1) This manuscript is incomplete. Conclusion is missing.
2) Abstract should be rewritten more scientifically. Abstract has to address briefly and describe aim, object, procedure, important findings/understanding of novelty accordingly.
3) The keyword is weak. This word “petroleum engineering” is too general as a keyword.
4) Page 1 Line nos. 32-36: Please complement and enrich current statement with literature related to polymer flooding: “Interaction of elasticity and wettability on enhanced oil recovery in viscoelastic polymer flooding: A case study on oil droplet(2025). https://doi.org/10.1016/j.geoen.2025.213827”.
5) INTRODUCTION: The last paragraph of the Introduction section must give a brief idea about the research gap and the flow of research work.
6) Table 2: the unit “g/L” has been emphasized in the caption.
7) Figure 6: The magnification needs to be displayed.
8) The results must be boosted. The current results and discussion are quite poor. Also, results discussed relevant to the opportunity and application.
9) The authors should improve the Figure, such as Figure 7, Figure 8. All the legends must be corrected and the resolution should be ensured.
10) Some typos should be double checked and corrected throughout the manuscript, such as CO2, H2S….
Reviewer 4 Report
Comments and Suggestions for AuthorsDear authors! Thank you for the interesting paper. You did a good research.
Firstly, go to the guides for authors and see what is the way of citation - you need to review it and correct it.
Now I will list some specific comments to your paper.
Line 103 - In Figure 1 add the lithological pattern of clay for the geological eras like you did for Permian. Do it in the figure and in the legend.
Line 106 - check the unit of measurement for viscosity in the Table 1. also, why did you choose the core sample from 1057 m of depth? How many core samples did you observe/tested?
Line 108-115 - check the font, it seems like it is not the same one as throughout the paper.
Line 151 - you mention Figure 3 and the Figure is seen 2 pages later. Put it as Figure 2 and put it behind the paragraph that you mention it in.
Line 157 - Figure 2 than becomes Figure 3.
Line 170 - the title of Figure 2 is to long. Put the elements after the Figure in separate paragraph as text and explanation.
Line 177 - in the title of Figure 3, it is a bit strange to write water and oil reservoirs when the testing is performed in lab, reformulate the title.
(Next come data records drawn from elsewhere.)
PR #892, opened 2021-03-12
ci: print human-readable RPM diff and error out if downgrade detected

jlebon:
commit cbe1253b8cfb741ebf0d647e4cd06bf0da12697c
Date:   Fri Mar 12 16:27:23 2021 -0500

    ci: print human-readable RPM diff

    The `.pkgdiff` element from the build metadata isn't very useful to
    humans. Let's just re-invoke `rpm-ostree db diff` to get a nice legible
    diff.

commit 0b0a10e41a3d906b0975050b93fe1bfd420a7f5e
Date:   Fri Mar 12 16:28:27 2021 -0500

    ci: error out if downgrade detected

    In the majority of cases, we don't expect new builds to downgrade RPMs.
    Let's default to erroring out and contributors can consciously override
    CI if was really expected.

### DIFF
--- a/.cci.jenkinsfile
+++ b/.cci.jenkinsfile
@@ -3,6 +3,8 @@
 cosaPod {
     checkoutToDir(scm, 'config')
 
+    def basearch = shwrapCapture("cosa basearch")
+
     shwrap("cd config && ci/validate")
 
     shwrap("""
@@ -17,8 +19,8 @@ cosaPod {
     // use a --parent-build arg so we can diff later and it matches prod
     def parent_arg = ""
     def parent_commit = ""
-    if (shwrapRc("test -e /srv/fcos/builds/latest/x86_64/meta.json") == 0) {
-        shwrap("cp /srv/fcos/builds/latest/x86_64/meta.json .") // readJSON wants it in the WORKSPACE
+    if (shwrapRc("test -e /srv/fcos/builds/latest/${basearch}/meta.json") == 0) {
+        shwrap("cp /srv/fcos/builds/latest/${basearch}/meta.json .") // readJSON wants it in the WORKSPACE
         def meta = readJSON file: "meta.json"
         def version = meta["buildid"]
         parent_arg = "--parent-build ${version}"
@@ -48,7 +50,7 @@ cosaPod {
         stage("RPM Diff") {
             shwrap("""
                 cd /srv/fcos
-                new_commit=\$(jq -r '.["ostree-commit"]' builds/latest/x86_64/meta.json)
+                new_commit=\$(jq -r '.["ostree-commit"]' builds/latest/${basearch}/meta.json)
                 rpm-ostree db diff --repo tmp/repo ${parent_commit} \${new_commit} | tee tmp/diff.txt
                 if grep -q Downgraded tmp/diff.txt; then
                     echo "Downgrade detected. This is likely unintentional. If not, you may safely ignore this error."
--- a/.cci.jenkinsfile
+++ b/.cci.jenkinsfile
@@ -14,7 +14,18 @@ cosaPod {
         cosa buildprep https://builds.coreos.fedoraproject.org/prod/streams/${env.CHANGE_TARGET}/builds
     """)
 
-    fcosBuild(skipInit: true, extraFetchArgs: '--with-cosa-overrides')
+    // use a --parent-build arg so we can diff later and it matches prod
+    def parent_arg = ""
+    def parent_commit = ""
+    if (shwrapRc("test -e /srv/fcos/builds/latest/x86_64/meta.json") == 0) {
+        shwrap("cp /srv/fcos/builds/latest/x86_64/meta.json .") // readJSON wants it in the WORKSPACE
+        def meta = readJSON file: "meta.json"
+        def version = meta["buildid"]
+        parent_arg = "--parent-build ${version}"
+        parent_commit = meta["ostree-commit"]
+    }
+
+    fcosBuild(skipInit: true, extraFetchArgs: '--with-cosa-overrides', extraArgs: parent_arg)
 
     parallel metal: {
         shwrap("cd /srv/fcos && cosa buildextend-metal")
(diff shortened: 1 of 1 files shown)


jlebon:
Ahh, hitting a regression in the `download-overrides.py` script: https://github.com/coreos/fedora-coreos-releng-automation/pull/132

.cci.jenkinsfile
```diff
@@ -43,6 +43,9 @@ cosaPod {
                 previous_commit=\$(cat tmp/previous_commit)
                 new_commit=\$(jq -r '.["ostree-commit"]' builds/latest/x86_64/meta.json)
                 rpm-ostree db diff --repo tmp/repo \${previous_commit} \${new_commit} | tee tmp/diff.txt
+                if grep -q Downgraded tmp/diff.txt; then
```
cgwalters, line 55: I'd prefer:

- Add `rpm-ostree compose tree --disallow-downgrades`
- Change cosa to pass that by default
- Change the pipeline to have a declarative way to drop it

Hmm perhaps it's actually a declarative flag in the lockfiles?

jlebon: Hmm, maybe. I think we need to think this through a bit more. At least for the dev case, it's not at all clear that defaulting to disallowing downgrades is good (because in the end, the diff is with respect to whatever the last build was, which might've had e.g. overrides, or some other repos enabled, etc...).

But also, it feels odd to default to blocking downgrades when lockfiles are provided because presumably you know what you're asking for by having a lockfile for it. IOW, if we want a failure for this, it should be at the spot where the lockfile is being updated. And especially when they're updated as part of content promotion for a release, which is my primary concern for this PR. (Though it will also catch other ways that downgrades can happen, notably PRs to e.g. add overrides or add packages).

jlebon:
```
[2021-03-18T20:26:07.543Z] Downgraded:
[2021-03-18T20:26:07.543Z]   kernel 5.10.19-200.fc33 -> 5.10.18-200.fc33
[2021-03-18T20:26:07.543Z]   kernel-core 5.10.19-200.fc33 -> 5.10.18-200.fc33
[2021-03-18T20:26:07.543Z]   kernel-modules 5.10.19-200.fc33 -> 5.10.18-200.fc33
[2021-03-18T20:26:07.543Z] + grep -q Downgraded tmp/diff.txt
[2021-03-18T20:26:07.543Z] + echo 'Downgrade detected. This is likely unintentional. If not, you may ignoring this error.'
[2021-03-18T20:26:07.543Z] Downgrade detected. This is likely unintentional. If not, you may ignoring this error.
[2021-03-18T20:26:07.543Z] + exit 1
```

Cool!

Dropped the DNM commit and ready for review!

.cci.jenkinsfile
```diff
@@ -14,7 +14,18 @@ cosaPod {
         cosa buildprep https://builds.coreos.fedoraproject.org/prod/streams/${env.CHANGE_TARGET}/builds
     """)
 
-    fcosBuild(skipInit: true, extraFetchArgs: '--with-cosa-overrides')
+    // use a --parent-build arg so we can diff later and it matches prod
+    def parent_arg = ""
+    def parent_commit = ""
+    if (shwrapRc("test -e /srv/fcos/builds/latest/x86_64/meta.json") == 0) {
```
cgwalters: Let's have this use `$(arch)` to be nicer or any future multi-arch work?

.cci.jenkinsfile
```diff
@@ -33,7 +44,17 @@ cosaPod {
...
-    stage("RPM Diff") {
-        shwrap("jq .pkgdiff /srv/fcos/builds/latest/x86_64/meta.json")
+    if (parent_arg != "") {
+        stage("RPM Diff") {
+            shwrap("""
+                cd /srv/fcos
+                new_commit=\$(jq -r '.["ostree-commit"]' builds/latest/x86_64/meta.json)
+                rpm-ostree db diff --repo tmp/repo ${parent_commit} \${new_commit} | tee tmp/diff.txt
+                if grep -q Downgraded tmp/diff.txt; then
+                    echo "Downgrade detected. This is likely unintentional. If not, you may ignoring this error."
```
cgwalters: you may... something?

.cci.jenkinsfile
cgwalters: >  IOW, if we want a failure for this, it should be at the spot where the lockfile is being updated. 

OK yeah, I think I agree with that.

But what's the declarative way to override?

cgwalters:
Using this as a CI canary

.cci.jenkinsfile
jlebon: > > IOW, if we want a failure for this, it should be at the spot where the lockfile is being updated.
> 
> OK yeah, I think I agree with that.
> 
> But what's the declarative way to override?

None right now, but we can definitely do that down the line. Actually, I've just realized now that we could codify this as a kola upgrade test instead, and then you'd naturally be able to add it to `kola-denylist.yaml` if needed. Has a different set of trade-offs though.

jlebon:
Updated for comments!

.cci.jenkinsfile
```diff
@@ -33,7 +46,17 @@ cosaPod {
...
-    stage("RPM Diff") {
-        shwrap("jq .pkgdiff /srv/fcos/builds/latest/x86_64/meta.json")
+    if (parent_arg != "") {
+        stage("RPM Diff") {
+            shwrap("""
+                cd /srv/fcos
+                new_commit=\$(jq -r '.["ostree-commit"]' builds/latest/${basearch}/meta.json)
+                rpm-ostree db diff --repo tmp/repo ${parent_commit} \${new_commit} | tee tmp/diff.txt
+                if grep -q Downgraded tmp/diff.txt; then
+                    echo "Downgrade detected. This is likely unintentional. If not, you may safely ignore this error."
```
dustymabe, line 56: "you may safely ignore this error" -> i.e. manually push the merge button even though CI is showing a failure?

jlebon: Yeah, exactly.

dustymabe (approved):
LGTM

Line 181 - change the word order: "accurate replication of subsurface condition". This "replication" is a bit uncommon, maybe change it to simulation if it applies and makes sense in the sentences (in the whole manuscript where you mention replication).
Lines 214-226 - You give the list of components in detail. Put the number before every component (1-5) and add those number into the Figure 4 so it can be clear what is what.
Line 234 - why did you choose that pressure?
Line 235 - for how long was the brine injected? Did you saturated the sample completely?
Line 263 - remove the word "for".
Line 274 - In line 108 you said that the sample was around 5 mm. You need to keep it uniform, put the same values in both lines.
Line 291 - You can remove "with no kaolinite present" - here it is not relevant. You can comment it later after the results where it can be seen if there is kaolinite.
Lines 292-293 and 305-306 - this is not necessary, you can remove it.
Line 308 - add the initial values to the Table so the change can be seen (before-after).
Lines 310-316 - in the text you did not mention Figures 6, 7, 8. In Figures 7 and 8 you put the EDS results without even mentioning EDS before and what is it for. What does those result show, you need to comment it.
Line 325 - change the word "mimic" with "simulate".